Wednesday, August 31, 2011

Soccer as Birth Control

As an example of how crazy we have become, I will start with communications. When I played soccer as a youth, I am quite certain that my parents probably saw one flyer at the beginning of the year, outlining the practice schedule. There was probably a one page flyer handed out at the first or second practice that outlined the game schedule for the entire season, and that was that. With two pieces of paper, everyone knew where they needed to be and when.

When it was time for soccer practice, I was told to get on my bike and go to soccer practice. Why on Earth would my parents have driven me there, let alone stayed for the entire practice to watch? That was what the coach was for. When practice was over, the coach told us to go home. Simple.

Fast-forward to today. As I write this, I am sitting in a lawn chair watching Son Number Two's soccer practice. The miracle of modern tablet computers makes this possible, but does not answer the question of, "Why am I here?"

When did a child's sports practice become so important to us that we feel the need to have it take up an hour-plus of the parent's time also? I don't have the exact answer for that, but I do know it happened sometime in between when I was a kid and when I had kids of my own.

There has been an obvious shift in how safe we feel the world is, because parents today don't let their kids travel across town by themselves as readily as our parents did. As a result, we are raising a generation of kids who get lost a block from their own houses, but that's a separate subject. The safety issue explains why the parents drive their kids to practice, but not necessarily why they stay to watch. I guess a lot of it has to do with excessive trips. Once I'm here, I might as well just hang around until it's over. The occasional parent runs a quick errand, but for the most part, they just pull up a lawn chair and worry about their child dehydrating, or marvel at why two grown men can’t get nine five-years-olds to stand still in a straight line even if their lives depended on it.

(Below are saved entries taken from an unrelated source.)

PR #10, opened 2022-08-08
feat: implementation of light client verification

audtlr24:
add `GetStoreData` for verification using light client and `ABIQueryWithOptions`.

`GetStoreData` get data from panacea and verify results using light client and merkle proof.
All query function that have to verify the results, can use `GetStoreData`.
`GetAccount`, `GetBalance`, `GetTopic` is an example of query that use `GetStoreData`.

* Note : `GetBalance` does not work because of current panacea cosmos-sdk version issue.

Other Change
* add `Seal`, `Unseal` to develop sgx level DB.
* add golevelDB codes at `/tm-db` to devleop sgx level DB.

Next Work
* change light client DB to sgx level DB


gyuguen:
Please chage the title of your PR
feat: xxx

panacea/grpc_client.go
```diff
@@ -32,7 +31,7 @@ func makeInterfaceRegistry() sdk.InterfaceRegistry {
 
 func NewGrpcClient(conf *config.Config) (GrpcClientI, error) {
 	log.Infof("dialing to Panacea gRPC endpoint: %s", conf.Panacea.GRPCAddr)
-	conn, err := grpc.Dial(conf.Panacea.GRPCAddr, grpc.WithTransportCredentials(insecure.NewCredentials()))
```
gyuguen, line 35: If this setting is removed, an error is likely to occur during SSL communication.
Would you like to test with https://testnet-grpc.gopanacea.org?

gyuguen: If there is no error, I think you can delete it.

panacea/query_client.go
```diff
@@ -0,0 +1,105 @@
...
+}
+
+// GetBalance returns balance from address.
+func (c QueryClient) GetBalance(address string) (sdk.Coin, error) {
+	acc, err := sdk.GetFromBech32(address, "panacea")
+	if err != nil {
+		return sdk.Coin{}, err
+	}
+
+	var denom = "umed"
```
gyuguen: It would be better to subtract this value as const or receive it as a parameter.

panacea/query_client.go
```diff
@@ -0,0 +1,105 @@
...
+	if err != nil {
+		return sdk.Coin{}, err
+	}
+
+	return balance, nil
+}
+
+// GetTopic returns topic from address and topicName.
+func (c QueryClient) GetTopic(address string, topicName string) (aoltypes.Topic, error) {
+	acc, err := sdk.GetFromBech32(address, "panacea")
```
gyuguen: Let's merge these panacea-dependent things into panacea package later.

panacea/rpc_client.go
```diff
@@ -0,0 +1,113 @@
...
+// a RpcClient that can be used to query data with light client verification & merkle proof.
+// Period of trustOptions can be changed according to slashing period.
+func NewRpcClient(ctx context.Context, chainID, rpcAddr string, trustedHeight int, trustedBlockHash []byte) (*RpcClient, error) {
+	rpcClient, err := rpchttp.New(rpcAddr, "/websocket")
+	if err != nil {
+		return nil, err
+	}
+
+	trustOptions := light.TrustOptions{
+		Period: 365 * 24 * time.Hour,
```
gyuguen: I think we should change this value to 2 weeks.
But first let's leave it like this

panacea/rpc_client.go
```diff
@@ -0,0 +1,113 @@
...
+		Height: int64(trustedHeight),
+		Hash:   trustedBlockHash,
+	}
+
+	pv, err := http.New(chainID, rpcAddr)
+	if err != nil {
+		return nil, err
+	}
+	pvs := []provider.Provider{pv}
```
gyuguen: It is good to put information of other nodes in this value.
Putting our duplex in is one way, let's think about it more

panacea/rpc_client.go
```diff
@@ -0,0 +1,113 @@
+package panacea
+
+import (
+	"context"
+	"fmt"
+	ics23 "github.com/confio/ics23/go"
+	"github.com/cosmos/ibc-go/v2/modules/core/23-commitment/types"
```
gyuguen: I brought the logic to verify the merkle proof in the ibc module. This works fine, but I'm not sure if I should continue to use it from this module.
First, let's use it as is.

sgx/seal.go
```diff
@@ -22,3 +22,23 @@ func SealToFile(data []byte, filePath string) error {
 
 	return nil
 }
+
+// Seal returns data sealed with unique ID in SGX-enabled environments
+// If SGX is disabled, it returns the data as is.
+func Seal(data []byte, enclaveEnabled bool) ([]byte, error) {
+	if enclaveEnabled {
```
gyuguen: Perhaps the `enclaveEnabled` value will be deleted.

gyuguen:
There seems to be a lot of content in the current PR.
It would have been nice to have divided the LightClient part and the LevelDB part.

It's fine as it is for now.
I think it would be better to request a smaller PR in the future. 😄

panacea/grpc_client.go
0xHansLee: When you see an example given by cosmos-sdk ([link](https://github.com/cosmos/cosmos-sdk/blob/main/docs/run-node/interact-node.md#programmatically-via-go)), they said `The Cosmos SDK doesn't support any transport security mechanism.`. Please refer this example and check if there is no error with our testnet as @gyuguen said :)

youngjoon-lee:
> There seems to be a lot of content in the current PR. It would have been nice to have divided the LightClient part and the LevelDB part.
> 
> It's fine as it is for now. I think it would be better to request a smaller PR in the future. 😄

Yeah. We recommend to make PR as smaller as we can, so that reviewers can review a PR within 30m. As gyuguen said, it's good to have only one topic in a PR if possible. It's also good for fast feedback cycles.
In some cases, you need to implement bunch of codes at once in order to test complicated scenarios. Then, you can just open multiple PRs so that reviewers can understand what you've done step by step.

panacea/rpc_client.go
```diff
@@ -0,0 +1,113 @@
...
+	"github.com/tendermint/tendermint/libs/log"
+	"github.com/tendermint/tendermint/light"
+	"github.com/tendermint/tendermint/light/provider"
+	"github.com/tendermint/tendermint/light/provider/http"
```
0xHansLee: I think it'd be better to alias this `http` package to `tmhttp` or something like this for code readability.

panacea/rpc_client.go
0xHansLee: Agree

panacea/rpc_client.go
```diff
@@ -0,0 +1,113 @@
...
+	result, err := q.RpcClient.ABCIQueryWithOptions(ctx, fmt.Sprintf("/store/%s/key", storeKey), key, option)
+	if err != nil {
+		return nil, err
+	}
+
+	// get trustedBlock at blockHeight+1
+	time.Sleep(blockPeriod) // AppHash for query is in the next block, so have to wait until the next block is confirmed
+
+	// wait a creation of the next block
+	textTrustedBlock, err := q.LightClient.VerifyLightBlockAtHeight(ctx, trustedBlock.Height+1, time.Now())
```
0xHansLee:
```suggestion
	nextTrustedBlock, err := q.LightClient.VerifyLightBlockAtHeight(ctx, trustedBlock.Height+1, time.Now())
```

panacea/rpc_client.go
```diff
@@ -0,0 +1,113 @@
...
+
+type RpcClient struct {
+	RpcClient   *rpchttp.HTTP
+	LightClient *light.Client
+}
+
+// NewRpcClient set RpcClient with trustedBlock Info and returns, if successful,
+// a RpcClient that can be used to query data with light client verification & merkle proof.
+// Period of trustOptions can be changed according to slashing period.
+func NewRpcClient(ctx context.Context, chainID, rpcAddr string, trustedHeight int, trustedBlockHash []byte) (*RpcClient, error) {
```
0xHansLee: IMO, it would be good to merge the `QueryClient` with the `RpcClient` and name it `QueryClient`. Because,
- it is little bit confusing that `RpcClient` has a `RpcClient` which is a type of `*rpchttp.HTTP`.
- there are so many clients in this project, so let's remove unclear struct type.

In other words, the role of `QueryClient` is to get data from Panacea and validate it.

panacea/rpc_client.go
```diff
@@ -0,0 +1,113 @@
...
+		Height: int64(trustedHeight),
+		Hash:   trustedBlockHash,
+	}
+
+	pv, err := http.New(chainID, rpcAddr)
+	if err != nil {
+		return nil, err
+	}
+	pvs := []provider.Provider{pv}
+	store := dbs.New(dbm.NewMemDB(), chainID)
```
0xHansLee: To enable to seal and unseal the data, this store will be replaced to the `sgxLevelDB` you modified?

0xHansLee (commented):
Thank you for your efforts and I left some comments.

Btw, what cosmos-sdk version related issue do you have? The reason why test fail is due to the issue you mentioned? If then, you can comment the test for now. Or since the test is given as an example, so you can delete or replace it with other query.

And could you give a brief background or context about the sgx level db you developed? It's just addition of seal/unseal to Get/Set of db?

gyuguen:
> Thank you for your efforts and I left some comments.
> 
> Btw, what cosmos-sdk version related issue do you have? The reason why test fail is due to the issue you mentioned? If then, you can comment the test for now. Or since the test is given as an example, so you can delete or replace it with other query.
> 
> And could you give a brief background or context about the sgx level db you developed? It's just addition of seal/unseal to Get/Set of db?

The version issue of Cosmos-sdk is because the environment queried by the test code is mainnet, and the version of mainnet is cosmos-sdk 0.42.x.
The master branch of panacea-core is cosmos-sdk 0.45.x, so the storage method of the merkle tree is slightly different.
Perhaps he left that part as a comment.

audtlr24:
> Please chage the title of your PR feat: xxx

Thanks, I changed the title.

panacea/grpc_client.go
audtlr24: Thanks, I add `grpc.WithUnsecure()` to `Dial` Option. It is now work without error when I test with https://testnet-grpc.gopanacea.org . Please check the new commit.

panacea/query_client.go
audtlr24: Thanks, I reflect in a new commit.

panacea/query_client.go
audtlr24: I don't understand exactly, so can you explain in detail?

Now, back to the communication issue. In stark contrast to the two paper flyers that handled the logistics for an entire soccer season of my youth, today's soccer leagues run on e-mails. A lot of e-mails. Based on my experiences so far, to run a youth soccer team these days requires approximately three e-mails per day be sent to each parent, starting two months before the first practice and never missing a day throughout the whole season.
There are vital logistical issues to address on an almost hourly basis, such as team banner design and procurement, uniform sizes, proper cleat specifications for the particular league, the heat index, the air quality index, proper child hydration techniques, acceptable soccer ball sizes, fluctuating practice schedules, fluctuating practice locations, raffle ticket distribution and sales, team sponsor procurement, team parent selection, game day halftime snack coordination, team sponsor patronage, game day-post game treat coordination, game day halftime snack and post-game treat food allergy considerations, coach and team parent fingerprinting and FBI background check verification, elementary school extracurricular activity scheduling conflicts, end-of-year party location and party theme, individual end-of-year trophy selection and procurement, game day sideline bench procurement or manufacture, game day sideline bench assembly duty schedule, opening day ceremonies schedule, sideline shade tent ownership queries, game day sideline shade tent assembly duties, coach and team parent end-of-season gift coordination, proper shinguard selection and management, picture and video collection for end-of-season media DVD, game day jersey color, etcetera, etcetera.

I have no good reason for why the amount of perceived soccer team management logistical hurdles has increased exponentially since my youth. Is it because now that we all have e-mail at our fingertips every minute of the day, we can finally take care of EVERYTHING that NEEDS to happen? Would all of these issues have been addressed in earnest if our parents hadn’t been severely hampered by a lack of technology?
Somehow, I doubt it.

Like I said, I don’t know why soccer has become so complex, but I am convinced that its newfound complexity is having a major impact on our society. Specifically regarding how many children we have. I truly believe as new families are growing, and young parents are considering adding a new bundle of joy to the lineup, the logistics of having those kids eventually play soccer has more of a role in the decision making process than almost anything else in the mix today.

"Honey, I realize that we always wanted a girl, but with two boys already in soccer, how can we even think about a third child? We don't even have enough time to keep up with the practices and e-mails with the two kids we already have."